Pergunto-me como se esquece uma mãe, um irmão, o melhor amigo, o primeiro amor. Como se larga subitamente alguém com quem temos história, que nos deu muito, que resistiu ao tempo e a todo o tipo de intimidade?
Hoje as pessoas trocam-se, como coisas. Os homens esquecem-se, como coisas.
As pessoas exercitam a curta memória e tornam-se coisas com pequeno coração. Creio que a falta de memória indicia apenas o começo da pequenez, pois, com o tempo, todos os órgãos e membros tenderão a encurtar de igual forma. Depressa virá o dia em que gente assim, de tão curta, não alcançará coisa nenhuma.
Abandonar pela calada quem nos ama é minguar em memória e corpo inteiro.
Não tenho dúvidas que sofre quem lembra, quem agradece, quem segura e não quer magoar. Mas ser gente com tamanho passa decerto por não esquecer.

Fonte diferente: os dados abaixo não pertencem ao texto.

PR #863, opened 2017-06-30
Structured usergroups

badboy:
I extracted all user groups across all translated sub-pages (there were some inconsistencies) and pulled them into a single data file.
For the US I kept the states as we have them now (and fixed one or two).
I then modified all existing translated `user-groups.md` files to use the new data file (some languages still just use the english text).

The design is exactly the same as before.


badboy:
Force pushed and added missing Xalapa usergroup.

badboy:
ping @steveklabnik

PR #873, opened 2017-07-19
Add: indonesian translation

imamdigmi:
I added Indonesian for rust-lang.org site, so we Indonesians can easily learn Rust. Thanks!


steveklabnik:
Thank you! Awesome!

imamdigmi:
Thanks for your approval. There are still some pages that have not been translated yet I will fix them as soon as possible.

Imagino que todo o verdadeiro amor que nos dedicam deva ser sempre preservado, jamais ignorado, alvo de ingratidão. Não somos nada sem o amor do outro. Como se esquece quem amámos, nos amou e, assim, nos engrandeceu?
A memória quer-se presente, longa e cheia, com a voz, o cheiro, os silêncios, todos os gestos. Assim se fazem os bons homens. Atribuindo toda a dimensão merecida a uma mãe, um irmão, um amigo, a um grande amor.